Locating the Roubiliac Marble Busts of Alexander Pope in the Eighteenth
Century.
There are ten marble busts of Pope extant that can be fairly safely ascribed to Roubiliac. None has a proven provenance that can be directly linked to the Roubiliac studio.
There were two marble busts of Pope sold on the fourth day of the disposal of Roubiliac's goods at his dwelling house in St Martins Laneby Langfords 15 May 1762. Lot 75 a marble bust and lot 76 described as a head of ditto. (only copy of the sale catalogue in the Finberg Collection British Museum and not annotated)
Two others busts of
Pope possibly by Roubiliac are noted in the eighteenth century, but not yet certainly
identified, they are the Madame Boccage bust of Pope in Paris 1751 and the Lord Bruce bust at Tottenham Park in 1744.

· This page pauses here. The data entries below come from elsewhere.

PR #939, opened 2022-07-11
test: Provide dir to bin/ instead of wake as $1

V-FEXrt:
Instead of setting `$1` to `<something>/bin/wake` set it to `<something>/bin`.
This allows tests to execute any of the tools installed by wake.

Also updates all wake tests to point to bin/wake.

The following list is an attempt to identify and locate each of the busts after leaving the Roubiliac Studio.
1. The Bust
now at Temple Newsam, Signed and dated 1738 - No history until 1927.
Most likely to be one of
three busts or heads at Popes Grotto, Twickenham. See notes on Pope grotto.
2. The
Milton /Fitzwilliam Bust signed and dated 1740 – a description of
this bust noted with Lord Mansfield at Kenwood by 1783.
There is no positive
proof, but all evidence points to this being the Mansfield bust.
See the 1783 portrait by Copley
Singleton of Mansfield showing the bust of Pope with cut away back on
a doorcase. N.P.G. It shares the inscription Uni aequus vertuti Atque
Ejus Amicis with a bust of Mansfield by Rysbrack which is inscribed
Uni Aquus Vertuti.
Photograph taken at Temple Newsam, 12 March 2001.

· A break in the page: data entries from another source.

PR #950, opened 2022-07-20
wake-format: Add tree walk boilerplate code

V-FEXrt:
Adds all the boilerplate code required to walk the CST. These changes are pulled out of of much larger set of changes for ease of review.

Formatting output is currently messed up but will be fixed in the follow up PR

### DIFF
--- a/tools/wake-format/emitter.cpp
+++ b/tools/wake-format/emitter.cpp
@@ -25,10 +25,30 @@
 
 #include "parser/parser.h"
 
+#define ASSERT_TOKEN(node, token) \
+  assert(!node.empty());          \
+  assert(node.id() == token);
+
+#define APPEND_OR_BUBBLE(func, ctx, node) \
+  {                                       \
+    auto subtree = func(ctx, node);       \
+    if (!subtree) {                       \
+      return {};                          \
+    }                                     \
+    builder.append(*subtree);             \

The Vandewall / Seward bust in the background.
The Milton / Mansfield bust of Alexander Pope.
3.
The Garrick / Shipley bust. Signed and dated 1741 - In the Collection of David
Garrick.
First noted in an inventory of
1777. Probably bought by Garrick from Roubiliac early 1740’s.
Garrick sat to Roubiliac and ordered the Shakespeare now in B.M.

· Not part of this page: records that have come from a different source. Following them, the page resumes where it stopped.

PR #1105, opened 2023-02-01
Create logging.md

mwachs5:
I was having trouble understanding how wake logging worked. While the docs on the functions are pretty good, having a high level overview helped me understand a lot better. Hoping others might benefit.

### DIFF
--- a/share/doc/wake/logging.md
+++ b/share/doc/wake/logging.md
@@ -37,11 +37,8 @@ It also controls which *actual* stream it is going to coming out of `wake`
 
 There are a number of built in loggers in wake which all start with `log...`.
 You can also make your own logger using `mkLogLevel`.
-You can use this to customize the color you want it to be shown as,
-or (more commonly) to grab output from a `Job` for consuming within your wake program,
-or redirecting outside of wake using shell redirect.
-
-
+You can use this to customize the color you want it to be shown as (if at all),
+and giving more fine-grained control over which wake output streamit should go to.
 
 For stdout, the following table should be read top to bottom considering the command line arguments you've passed to wake.
 If you match a line in the table, stop!
--- a/share/doc/wake/logging.md
+++ b/share/doc/wake/logging.md
@@ -9,7 +9,7 @@ for commented code.
 Every `Job` will emit a stderr and a stdout.
 
 When writing your wake code, you can control where each goes with `setPlanStderr` and `setPlanStdout` before you `runJob`.
-We call this which `stream` each goes to (we often refer to each `stream` as a `logLevel`).
+We call this which `stream` each goes to (we often refer to a `stream` as a `logLevel`).
 
 Regardless of which `stream` you direct the `Job`'s `Stderr` and `Stdout`,
 `wake` will store all the text in its database,
--- a/share/doc/wake/logging.md
+++ b/share/doc/wake/logging.md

Garrick / Shipley Bust of Pope by Roubiliac
4. Yale /
Rosebery Bust. Signed and dated 1744. History unknown until 1791 –
by repute made for Bollingbroke. Joseph Browne of Shepton Mallet. In
the possession of Bindley by 1791. (Malone). Most likely Lord Bruce’s
bust of Pope from Tottenham Park in the 1744 inventory.
Photograph of the Yale and Vandewall / Seward busts together at Yale, 2004.
5. The V&A.
Neave, Essex. Unsigned No History before 1947.
Bought from Bert Crowther and donated to V&A.
(Perhaps
the Madame Boccage bust or
one of the three described
by Jenkins as an
excellent bust of Pope, at
Popes Grotto 1777).
The V7A Neave bust of Pope unsigned
6. The Windsor
Castle. Not recorded before 1828 when it was moved from Carlton House to Windsor in 1828.
Note See - For The Kings
Pleasure. Hugh Roberts. N.599. Jutsham III, Deliveries
pp.179-87. Perhaps this bust entered the Royal Collection in the mid eighteenth
century and was originally supplied to Queen Carolines Library. There is a design by William Kent in the Soane Museum Vol. 147 / 198 with this bust and seven others, circa 1735/6.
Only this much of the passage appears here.